Das Selbstbewusstsein dazu hat der junge israelische Pultstar allemal. Er vermag diesem zu betörend flimmernder Opulenz fähigen Orchester eine dunkle Klarheit abzugewinnen, die verblüfft und fasziniert. Kaltes Feuer sozusagen. Oder erhitzte Kälte. Das klingt zwar zunächst laut, entfaltet aber eine aggressive Suggestionskraft.

Projektionen der sexuellen Obsessionen

Die Rauschwirkung wird bei Michael Schulz freilich - wenn auch unbewusst - durch die Szene gebrochen. Dabei stimmt die Richtung. Doch die Regie kommt bei der Umsetzung vom Wege ab. Die Ausgangskonstellation im Kinderzimmer behauptet, dass es um Projektionen der sexuellen Obsessionen in die Bereiche geht, die tabu sind. Denkt man die Ursachen ihrer Entgleisung mit, dann ist Salome nicht nur das Ungeheuer, vor dem es ihren übergriffigen Stiefvater Herodes am Ende so schaudert, dass er sie umbringen lässt.

Dann ist sie natürlich auch Opfer. Mindestens eines latenten, eher noch eines tatsächlichen Missbrauchs durch Herodes (Lance Ryan). Das Kinderzimmer, (Bühne: Dirk Becker) ist zunächst der Schutzraum, den sich kindliche Fantasie erschaffen hat. Hier wird Salome von ihrem Teddy (unter dem sich als Narraboth Daniel Johansson verbirgt) angehimmelt.

Die Soldaten sind zu Nussknacker- und Westernheld-Menschenpuppen mutiert. Wenn dann Markus Marquardt die für Salome so verführerische Stimme des Jochanaan erklingen lässt, dann entschwindet das ganze Zimmer in den Hintergrund und der Prophet fährt als ein lebensferner Moralapostel aus der Versenkung am Schreibtisch sitzend nach oben.

Varieté-Nummer bleibt vor allem schleierhaft

Bei seinem zweiten Auftauchen wirkt er höchstens wie ein ungebetener Gast in einer Herren-Runde, die sich einen Auftritt von sechs Stripperinnen nach Hause bestellt hat.
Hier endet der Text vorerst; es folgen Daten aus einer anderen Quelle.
PR #4187, opened 2020-06-19
`CalcJobResultManager`: fix bug that broke tab completion

### LINKED ISSUE #4184: Tab completion not working for `CalcJob.res`
### Describe the bug

`calcjob.res.<TAB>` should complete the keys of the output dictionary, but it doesn't.

### Steps to reproduce

1. load a CalcJobNode that uses a plugin that supports the `.res` method and has parsed results
2. Try to type `calcjob.res.` and press TAB twice. Nothing happens.

### Expected behavior

Tab completion should work

### Additional context

I addressed this in #3985 for `.inputs`, `.outputs` but I fear I forgot about `.res`.

sphuber:
Fixes #4184 

For tab-completion to work properly, the `__getattr__` method need to
properly return an `AttributeError` if the corresponding attribute does
not exist, however, it was accidentally raising a `KeyError` since the
implementation caught an `AttributeError` but the dereferencing was
using `__getitem__` so would never raise an `AttributeError`.

Likewise, the `__getitem__` implementation was incorrectly returning an
`AttributeError` instead of a `KeyError` making it behave different from
any other mapping-like data structure.


aiida/orm/utils/calcjob.py
```diff
@@ -97,17 +97,17 @@ def __getattr__(self, name):
         """
         try:
             return self.get_results()[name]
-        except AttributeError:
+        except KeyError:
```
giovannipizzi, line 100: I think we need to guard also for any exception that can happen in `get_results`, both here and below.

I found at least two possibilities, both a `ValueError`:
```
ValueError: cannot load results because process class cannot be loaded: no process type for CalcJobNode<None>: cannot recreate process class

ValueError: cannot load results as the default node could not be retrieved: no neighbor with the label output_parameters found
```
I am not sure if there is still some case if an AttributeError can still be raised.

aiida/orm/utils/calcjob.py
```diff
@@ -97,17 +97,17 @@ def __getattr__(self, name):
...
         :param name: name of the result return
         :return: value of the attribute
-        :raises AttributeError: if the results dictionary does not contain an attribute with the given name
+        :raises KeyError: if the results dictionary does not contain an attribute with the given name
         """
         try:
             return self.get_results()[name]
-        except AttributeError:
-            raise AttributeError("Default result node<{}> does not contain key '{}'".format(self._result_node.pk, name))
+        except KeyError:
```
giovannipizzi, line 112: Also here

aiida/orm/utils/calcjob.py
giovannipizzi: For tests, in the first case I just created an unstored `CalcJobNode()`; in the second one, a calculation that excepted and hand no output node.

Für den Spießer Herodes sind die wippenden Busen der Gipfel der zur Schau gestellte Verruchtheit. Als Ersatz für den Schleiertanz bleibt diese Varieté-Nummer vor allem schleierhaft.

Am Ende legt Salome den Kopf des Jochanaan in ihr Bett und sich daneben. Überzeugend gelingt der Wechsel zwischen psychologischer und Kinderzimmer-Realität nicht. Er nimmt dem Sog, den Salomes Egotripp entfalten kann, die Wucht. Was auch daran liegt, dass Jennifer Holloway zwar eine sehr schöne, auch strahlkräftige, aber doch auch eher leichte Stimme hat. Bei dieser „Salome“ überwältigt vor allem das hauseigene Strauss-Orchester. Auf ihre szenische Haltbarkeit wettet man besser nicht.